Learned once the hard way that it makes sense to use "flock" to prevent overlapping executions of frequently running jobs. Server started to slow down, my monitoring jobs started piling, causing server to slow down even more.

  */5 * * * * flock -n /var/lock/myjob.lock /usr/local/bin/myjob.sh

7 comments

jpalomaki

chillaranand 2 months ago

We can also use systemd timer and it ensures there is no overlap.

https://avilpage.com/2024/08/guide-systemd-timer-cronjob.htm...

cluckindan 2 months ago

Have you tested how this behaves on eventually consistent cloud storage?

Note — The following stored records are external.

PR #1377, opened 2025-03-05
Ensure response content is loaded before requestFinish is called.

armstrjare:
Previously the response content was loaded asynchronously within the FetchRequest delegate. Consequently, the requestFinished callback was called prior this finishing. The requestFinished callback triggers the toggling of the busy attribute on `<html>/<turbo-frame>/<form>`, the triggering of the afterSubmit callback which toggles the disabled state of form submitters, and the the turbo:submit-end event.

For clients with high latency, this could result in janky behaviour when the busy/disabled state is removed a noticeable time before the response is loaded and rendered.

This change removes this delay by ensuring the response is loaded and available prior to notifying the delegate and continuing execution of the Turbo behaviour.

### DIFF
--- a/src/http/fetch_request.js
+++ b/src/http/fetch_request.js
@@ -154,11 +154,16 @@ export class FetchRequest {
     })
     if (event.defaultPrevented) {
       this.delegate.requestPreventedHandlingResponse(this, fetchResponse)
-    } else if (fetchResponse.succeeded) {
-      this.delegate.requestSucceededWithResponse(this, fetchResponse)
     } else {
-      this.delegate.requestFailedWithResponse(this, fetchResponse)
+      await fetchResponse.responseHTML
+
+      if (fetchResponse.succeeded) {
+        this.delegate.requestSucceededWithResponse(this, fetchResponse)
+      } else {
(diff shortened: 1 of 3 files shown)


armstrjare:
Fixed the `eslint` failure – added teardown to eslint globals

armstrjare:
For anyone that wants this fixed for their app before this gets merged, here is a monkey-patch that gives effectively the same outcome:

```js
// Ensure that the responseHTML is loaded before the fetchRequest is declared finished
const originalReceive = Turbo.FetchRequest.prototype.receive
Turbo.FetchRequest.prototype.receive = async function(response) {
  let fetchResponse = await originalReceive.call(this, response)
  await fetchResponse.responseHTML
  return fetchResponse
}

```

armstrjare:
@jorgemanrubia is this something you guys would consider merging? let me know if there is any feedback on this

skmedix:
We tested this in our project and, unfortunately, found that this change is causing some side effects. Specifically, when we use POST in a form, and our location doesn't change (we stay on the same page). Some events are not triggered, and some of our components simply break. I don't have much time to create a reproduction right now, but hopefully this helps.

PR #1378, opened 2025-03-06
Add 2 second timeouts to infinitely-looping assertions

botandrose:
Following up upon https://github.com/hotwired/turbo/pull/1317 , this time without adding a timeout parameter!

With this commit, I'm seeing the minimum wait for a failure result drop from 0:60 to 0:15 when one of these assertions is failing.


botandrose:
@brunoprietog WDYT?

brunoprietog (approved):
Thanks @botandrose!

Issue #1379, opened 2025-03-06
Rename the view transition meta tag ?


Intrepidd:
The meta tag used to enable view transitions (`view-transition` with `same-origin` value) was chosen to mimic the one in the spec for MPA view transitions. See #935

However, it has now been removed in favor of a configuration directly in the css :https://developer.chrome.com/docs/web-platform/view-transitions/cross-document

With the meta gone, I'm wondering if we should rather not try to piggy back on the mechanism for MPA view transition and rather be explicit, maybe with a meta named `turbo-view-transition` ? Similar to the ones we already have for morphing / scroll / cache control.

Intrepidd:
Fabulous, I opened https://github.com/hotwired/turbo/pull/1380 that does just that, I just have some questions on testing strategy.

PR #1380, opened 2025-03-06
Rename meta tag used to enable view transitions to turbo-view-transition

Intrepidd:
See #1379 

I guess I should add tests for the backwards compatibility, could they be in a different file, with different fixtures, for easier removability when we decide to drop it ?


kevinmcconnell (commented):
This looks good! I agree we shouldn't hold on to the meta tag, now that the standards have moved on (but also that we should keep it around for a while, for compatibility).

I would extend the tests to cover both cases, as you say. Probably easiest to make two versions of the fixtures, and then extend the current view transition tests to cover both sets.

The only other suggestion I have is: it would be even nicer if we could detect the behavior from the `@view-transition` CSS. Then we wouldn't need a setting at all, and the Turbo-enabled behavior would match the default browser behavior.

The rule itself should be present as a `CSSViewTransitionRule` in the stylesheets, so we'd at least have access that way. But I don't know if there are practical problems with detecting it in all cases. What do you think, is it something you've looked into?

Intrepidd:
> The only other suggestion I have is: it would be even nicer if we could detect the behavior from the @view-transition CSS. Then we wouldn't need a setting at all, and the Turbo-enabled behavior would match the default browser behavior.

The CSS rule describes the behavior for MPA view transitions, on the one hand to me this feels a little weird to piggy back this config but for a SPA, because ultimately we use the SPA api (`Document.startViewTransition()`) 

on the other hand it kinda makes sense as Turbo is designed to be dropped on a regular MPA and enhance it instantly without much special config.

However I have no idea if it is even possible to detect the presence of the rule from JS, I need to look into it

Intrepidd:
Ah yes indeed inside `document.styleSheets[x].rules` it is possible to find the `CSSViewTransitionRule` and it's value.

If you confirm we should go this direction rather than the meta config, I will update the PR accordingly

kevinmcconnell:
@Intrepidd I definitely think that's worth a shot, yes.

For me, one of the nicest parts of Turbo is that, as you say, you just drop it in and it can make things better. With browsers supporting MPA view transitions, this would be a case where dropping in Turbo would make something "worse" until you manually opt-back in with the setting. But if we can reliably detect that option from the stylesheet, then the MPA view transitions will continue to work alongside the rest of Turbo's features, without having to explicitly set anything. The fact that Turbo uses the SPA to do it is just an aspect of how Turbo is making page navigations more SPA-like already.

Intrepidd:
@kevinmcconnell So one problem I'm seeing is that in order to check for the presence of the rule it seems I need to access the `document`.

This doesn't play well with page snapshots because we have the current document, and the current and incoming snapshots, but obviously no document yet for the incoming page.

I've tried playing with [document.implementation.createDocument](https://developer.mozilla.org/En/DOM/DOMImplementation.createDocument) but the created document `styleSheets` method is empty even though the styles are inline in the page.

Any idea ?

Intrepidd:
@kevinmcconnell I added a spec to make sure backward compatibility is preserved, and gentle ping on my previous question

Intrepidd:
I just rebased this branch with the latest changes on main

PR #1399, opened 2025-04-15
Prevent slow turbo frame requests from resetting cookies

domchristie:
This pull request fixes an issue where slow `turbo-frame` requests can inadvertently reset cookies.

For example, let's say we have a form that changes the `session` and a `<turbo-frame>` that loads a slow endpoint:

```html
<form method="post" action="/session">
  <button type="submit">Change Session</button>
</form>

<turbo-frame id="slow" src="/slow"></turbo-frame>
```

Here's a potential flow:

1. Page loads, `<turbo-frame>` starts loading
2. User taps "Change Session"
3. That request completes and the session cookie is updated
4. `<turbo-frame>` request completes later and resets the session cookie to what it was in step 1.

Reproduction: https://github.com/domchristie/turbo_frame_cookies_test

The fix is to cancel the frame's current fetch request when the `<turbo-frame>` disconnects.

### DIFF
--- a/src/core/frames/frame_controller.js
+++ b/src/core/frames/frame_controller.js
@@ -65,6 +65,7 @@ export class FrameController {
   disconnect() {
     if (this.#connected) {
       this.#connected = false
+      this.#currentFetchRequest?.cancel()
       this.appearanceObserver.stop()
       this.formLinkClickObserver.stop()
       this.linkInterceptor.stop()


domchristie:
Recursive `<turbo-frames>` look like they rely on the current behaviour. I've updated the `disconnect` flow to account for this, but it's not the prettiest.

packagethief:
Thanks @domchristie. I think this is an inherent problem with any stale response that sets a cookie. It's not specific to Turbo, but rather a timing issue with how browsers automatically process `Set-Cookie` headers without giving the client a chance to intervene or check for staleness.

That said, I agree we should mitigate it where possible. Your proposal to cancel a frame's request when it's removed from the DOM makes sense regardless. If the requesting frame is gone, there's no reason to process its response, and doing so can cause unintended side effects like the one you've described. I'm +1.

One thing to consider: this handles the case where the frame is explicitly removed, but the race could still occur if the frame remains in the DOM. I'm not sure there's much Turbo can do about that scenario, but I think eliminating the disconnect case is still valuable.

packagethief:
@domchristie, can you think of a way to test this behavior? Seems kind of tricky.

domchristie:
@packagethief thanks for reviewing.

> If the requesting frame is gone, there's no reason to process its response, and doing so can cause unintended side effects like the one you've described. 

Yes, exactly. From a user perspective I think the main issue is that the session gets reverted even when they've navigated away from the page containing the turbo-frame. E.g. a user taps "Log out", they're navigated to a different page, the turbo-frame request then completes, and they're logged in again without them knowing.

> One thing to consider: this handles the case where the frame is explicitly removed, but the race could still occur if the frame remains in the DOM. I'm not sure there's much Turbo can do about that scenario, but I think eliminating the disconnect case is still valuable.

When working on a workaround I considered:

1. setting the `disabled` attribute, which unfortunately doesn't abort in-flight requests
2. removing/setting the `src` attribute*, which will only abort a request if the `src` is present
3. manually cancelling the frame's current request (e.g. `frameElement.delegate.currentFetchRequest.cancel()`), however `currentFetchRequest` is a private property

I think it'd make sense that in-flight requests are aborted if the frame becomes `disabled` or if the `src` is blank.

> can you think of a way to test this behavior? Seems kind of tricky.

Yes, it's tricky! It might be handy for testing if `currentFetchRequest` were made public, then we could assert that `cancel()` is called on it?

---

*In the end I set up a `/noop` endpoint which does not set cookies, and set the `src` of any in-flight turbo-frames before the next page renders:

```js
addEventListener('turbo:before-render', () => {
  document.querySelectorAll('turbo-frame[busy]').forEach((element) => {
    element.src = '/noop'
  })
})
```

packagethief:
> I think it'd make sense that in-flight requests are aborted if the frame becomes disabled or if the src is blank.

I agree. Do you want to make that change in this PR, or start a new one?

domchristie:
👍 Happy to make the change on this PR

src/core/frames/frame_controller.js
```diff
@@ -69,18 +69,29 @@ export class FrameController {
       this.formLinkClickObserver.stop()
       this.linkInterceptor.stop()
       this.formSubmitObserver.stop()
+      if (!this.element.hasAttribute('recurse')) {
+        this.#currentFetchRequest?.cancel()
+      }
```
packagethief:
```suggestion

      if (!this.element.hasAttribute("recurse")) {
        this.#currentFetchRequest?.cancel()
      }
```

packagethief (approved):

PR #1400, opened 2025-04-17
Update playwright

silva96:
Updates playwright version to 1.51.1 and sets the same version in devcontainer and Docker configs.

I had to fix some tests:

- Fix tests that used `page.reload()` that was broken due to a known bug in playwright. See https://github.com/microsoft/playwright/issues/28264 for details.
- Fixed a test related to named anchor navigation, when an element is too small (0 pixels in the case of a naked anchor), `scrollingIntoView` would put the scroll position in a place where the element is not completely visible, so focusing it would re-scroll to the middle of it, messing up the `scrollIntoView` position.  I solved it by shifting the order of both method calls, first `focusElement` and finally `scrollToElement`.

### DIFF
--- a/.devcontainer/Dockerfile
+++ b/.devcontainer/Dockerfile
@@ -1,5 +1,5 @@
 # See comments in devcontainer.json for details of setting the playwright tag.
-ARG PLAYWRIGHT_TAG="v1.30.0-focal"
+ARG PLAYWRIGHT_TAG="v1.51.1-focal"
 FROM mcr.microsoft.com/playwright:${PLAYWRIGHT_TAG}
 
 WORKDIR /app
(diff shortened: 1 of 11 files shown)


silva96:
I need to dig into the build failures, they are passing in my machine.


```bash
yarn test:browser src/tests/functional/navigation_tests.js:245

Running 2 tests using 2 workers

  ✓  1 [firefox] › src/tests/functional/navigation_tests.js:245:5 › following a same-origin link to a named anchor (1.2s)
  ✓  2 [chrome] › src/tests/functional/navigation_tests.js:245:5 › following a same-origin link to a named anchor (846ms)

  2 passed (3.6s)
```

silva96:
Update: I noticed that in Firefox in ubuntu the 

```js
scrollToAnchor(anchor) {
    const element = this.snapshot.getElementForAnchor(anchor)
    if (element) {
      this.scrollToElement(element) // added a breakpoint here, the screen is scrolled to the named anchor
      this.focusElement(element) // this one resets the scroll back to the top => need to investigate why / how to solve it
    } else {
      this.scrollToPosition({ x: 0, y: 0 })
    }
  }
 ```

brunoprietog (approved):
Thanks @silva96!

jorgemanrubia:
Thanks for handling this @silva96!

Issue #1408, opened 2025-06-02
[Feature]: view-transition - Respect prefers-reduced-motion


indykoning:
Currently we only listen to the view-transition meta tag in the html to activate view-transitions.

Users can pass their preference on animations with [prefers-reduced-motion](https://developer.mozilla.org/en-US/docs/Web/CSS/@media/prefers-reduced-motion)

We might want to respect it and disable view-transitions if that is the case

This check would see if motion is allowed
```js
window.matchMedia("(prefers-reduced-motion: no-preference)");
```

This check would enable reduced motion:
```js
window.matchMedia("(prefers-reduced-motion: reduce)");
```

PR #1409, opened 2025-06-02
Respect prefers-reduced-motion

indykoning:
Closes: https://github.com/hotwired/turbo/issues/1408

This PR checks wether the user has requested reduced motion via their OS/browser and disables view-transitions if that is the case, see: https://developer.mozilla.org/en-US/docs/Web/CSS/@media/prefers-reduced-motion

The way it is currently made it will assume [no-preference](https://developer.mozilla.org/en-US/docs/Web/CSS/@media/prefers-reduced-motion#no-preference) by default in case a browser does not support the media query, matchMedia, or does not have window available

### DIFF
--- a/src/core/drive/page_snapshot.js
+++ b/src/core/drive/page_snapshot.js
@@ -71,7 +71,7 @@ export class PageSnapshot extends Snapshot {
   }
 
   get prefersViewTransitions() {
-    return this.headSnapshot.getMetaValue("view-transition") === "same-origin"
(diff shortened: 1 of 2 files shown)


brunoprietog (commented):
Nice @indykoning!

brunoprietog:
This is great for accessibility, we should certainly respect that. Do you think you can create a test too?

indykoning:
I've added a test which should handle this 🙂

brunoprietog (approved):
Thanks @indykoning!

Intrepidd:
Hijacking this to remind the meta tag used to check for view transition support is outdated, I started a PR to rename it in https://github.com/hotwired/turbo/pull/1380, but there are open questions, would love some feedback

atherton94027 2 months ago
I'm confused, is EBS eventually consistent? I assume that it's strongly consistent as otherwise a lot of other linux things would break
If you're thinking about using NFS, why would you want to distribute your locks across other machines?
- cluckindan 2 months ago
  
  Why would anyone want a distributed lock?
  Sometimes certain containerized processes need to run according to a schedule, but maintainers also need a way to run them manually without the scheduled processing running or starting concurrently. A shared FS seems like the ”simplest thing that could possibly work” distribution method for locks intended for that purpose, but unfortunately not all cloud storage volumes are strongly consistent, even to the same user, and may take several ms for the lock to take hold.
  
  2 replies →
garganzol 2 months ago

If a file system implements lock/unlock functions precisely to the spec, it should be fully consistent for the file/directory that is being locked. Does not matter if the file system is local or remote.
In other words, it's not the author's problem. It's the problem of a particular storage that may decide to throw the spec out of the window. But even in an eventually consistent file system, the manufacturer is better off ensuring that the locking semantics is fully consistent as per the spec.